4 Star, Best Practices in Management, Change & Innovation

new ageBrilliant in Isolation, Annoying for Self-Referential Insularity, August 24, 2008

C.K. Prahalad

This book is certainly worth reading, and especially by those executives that do not read much (the ones with the big egos and short attention spans). I admire the authors, but I am also increasingly annoyed by the annoying self-referential insularity that charactizes “star” authors who seem to not have read much by anyone else. Publishers need to begin demanding a proper literature search and more due diligence in “connecting” the reader to dots created by others.

Let's be crystal clear: Stewart Brand, the original editor of the Co-Evolution Quarterly and the Whole Earth Review, and the founder of the Silicon Valley Hackers Conference, did more inthe 1970's and 1980's for the concept of co-creating value that this pair will ever achieve.

More recently, in the 1990's and the past ten years, Collective Intelligence, the Power of Us (a Business Week cover story 20 June 2005 that the author's do not deign to notice), Wisdom of the Crowds, Smart Mobs, and so on, have all focused on the core concept of co-creation of value.

This book loses one star for its pretentions as an immaculate conception of a core concept that has been understood by the rest of us for the past forty years.

Now, having vented in defense of other scholars and practitioners that the authors should have respected, here are my flyleaf notes that easily warrant a solid four.

+ Roadmap for business leaders that does a superb job of showing how strategy and business processes both need to receive more respect as well as deliberate management.

+ Every individual must be treated as a singular client, and no firm has the resources to do it all–being able to connect the single client with a need and the single third party able to meet the need may be the ultimate business process.

+ Most interesting to me, as a deep admirer of The Fortune at the Bottom of the Pyramid: Eradicating Poverty Through Profits, the book that showed me my final calling as intelligence officer to the public, for which I and 23 others created a non-profit, the authors drop the one billion extreme poor from their client list, and focus only on the 4 billion above that line.

+ Properly embraced, these four billion are billed by the authors–accurately and wisely in my view–as a major source of innovation and need that can power the global economy by 2015.

+ Role of Information Technology (IT), which Paul Strassmann has demonstrated is often a negative return on investment, is to bridge the gap between strategic intent and “capacity to act.”

+ Analytics in this book are primarily mathematic and data mining of existing digital information, with a token reference to external information. “Intelligence,” “decision support,” “competitive intelligence,” and “commercial intelligence” are not terms to be found in this book.

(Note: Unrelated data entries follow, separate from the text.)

PR #2596, opened 2026-07-24
Fix misleading "admin" naming in the connector and its clients

joshalbrecht:
## Summary

The remote-service connector used "admin" for three unrelated things, and "username" for a value that was never a username. This PR is a naming cleanup with two deliberate operational pieces (an env-var migration shim and a DB column-rename migration):

- **User-session auth**: `AdminAuth` was just a normal signed-in user's SuperTokens session, not an administrator. Renamed `AdminAuth` -> `UserAuth`, `AgentAuth` -> `TunnelTokenAuth` (naming the credential it validates), `require_admin` -> `require_user_auth`, `resolve_entitlements_for_admin` -> `resolve_entitlements_for_user`, plus all locals, docstrings, error messages, tests, and the README. "Admin" now means exactly one thing: the fixed operator key.
- **Operator key**: `MINDS_PAID_ADMIN_KEY` was stale -- the key guards the account admin API and sweeps, not just the paid lists. Canonical name is now `MINDS_ADMIN_KEY` (env var + Vault field); the deprecated spelling is still accepted everywhere it was read (connector, `mngr imbue_cloud` CLI, `minds paid`) with a warning on fallback, and the new name wins when both are set. `minds paid` injects both spellings into its subprocess so older installed mngr versions keep working. `require_paid_admin_key` -> `require_admin_key`. The fallback contract is unit-tested at all three read sites.
- **`username` -> `user_id_prefix`**: the value is the 16-hex prefix of the SuperTokens user id, used to namespace tunnels/leases/buckets. Unified the three coexisting names (`username`, `username_prefix`, `user_id_prefix`) on `user_id_prefix` throughout, and **migration 016** renames the `account_entitlements.username_prefix` / `r2_cleanup_grants.username_prefix` columns (and the entitlements prefix index) to match, applied automatically on the next `minds env deploy`.
- **Release test fixed**: `test_full_lifecycle` still used HTTP Basic auth (`USER_CREDENTIALS`), which the connector stopped accepting when auth moved to Bearer-only, and predated the quota work. It now stubs the SuperTokens auth path + entitlements store like the unit tests do while keeping every Cloudflare call real. Verified green against the staging Cloudflare account.

## Migration notes

- Vault entries (`secrets/minds/<tier>/supertokens`) can adopt `MINDS_ADMIN_KEY` at leisure; until then the connector and CLIs warn and fall back to `MINDS_PAID_ADMIN_KEY`.
- Migration 016 applies before the new connector code rolls out during a deploy; connectors still running pre-rename code would fail quota/grant queries during that brief window (noted in the migration header). Wire formats and HTTP routes are unchanged.

## Testing

- Full `just test-offload` suite: **16143 passed, 0 failed** (run repeatedly through the branch)
- `just test apps/remote_service_connector/.../test_remote_service_connector.py::test_full_lifecycle` against the real staging Cloudflare account: **1 passed**
- New tests: legacy env-var fallback + precedence (connector and both CLIs), migration-rename assertions
- /autofix ran to convergence (validate-diff + iterated verify-and-fix agents); all surfaced issues fixed, none outstanding


weishi-imbue:
Development has moved to the private repository; this PR was recreated there as imbue-ai/mngr-internal#67 from the same branch. This public repository is now a read-only mirror.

The authors appear to be oblivious to the existence of the Society of Competitive Intelligence Professionals (SCIP) founded in 1986 and just now beginning to reach its potential.

+ The authors place great emphasis on the importance of the individual employee and customer, and again arouse my ire as they fail to refer back to such giants as Wilensky, Carkhuff, or Cleveland (see list of 10 books they either have not read or have chosen to forget).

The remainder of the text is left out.